··· GIVEN ENTRIES
PR #774, opened 2020-03-24
Drop unneeded shutdown

danielmarbach:
## Proposed Changes

Looks like the code is dead and no longer used


michaelklishin:
Thank you!

michaelklishin:
Backported to `5.x`.

PR #787, opened 2020-03-28
Remove more unneeded directories

bording:
If we're getting rid of [unneeded directories](https://github.com/rabbitmq/rabbitmq-dotnet-client/pull/786), can I suggest a few more tweaks?


michaelklishin:
Thank you!

PR #818, opened 2020-04-17
Fall back to rabbitmqctl (or rabbitmqctl.bat) if RABBITMQ_RABBITMQCTL_PATH or umbrella path are not available

michaelklishin:
Per discussion with @lukebakken


lukebakken (approved):
Works great, tested on Debian Buster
······
### [HOW TO COMPLETE THIS TASK]
Above are the records; please copy exactly their first line and each line after it through the line containing "Remove more unneeded directories", and no line after that.

### [ANSWER TO THIS EXERCISE]
PR #774, opened 2020-03-24
Drop unneeded shutdown

danielmarbach:
## Proposed Changes

Looks like the code is dead and no longer used


michaelklishin:
Thank you!

michaelklishin:
Backported to `5.x`.

PR #787, opened 2020-03-28
Remove more unneeded directories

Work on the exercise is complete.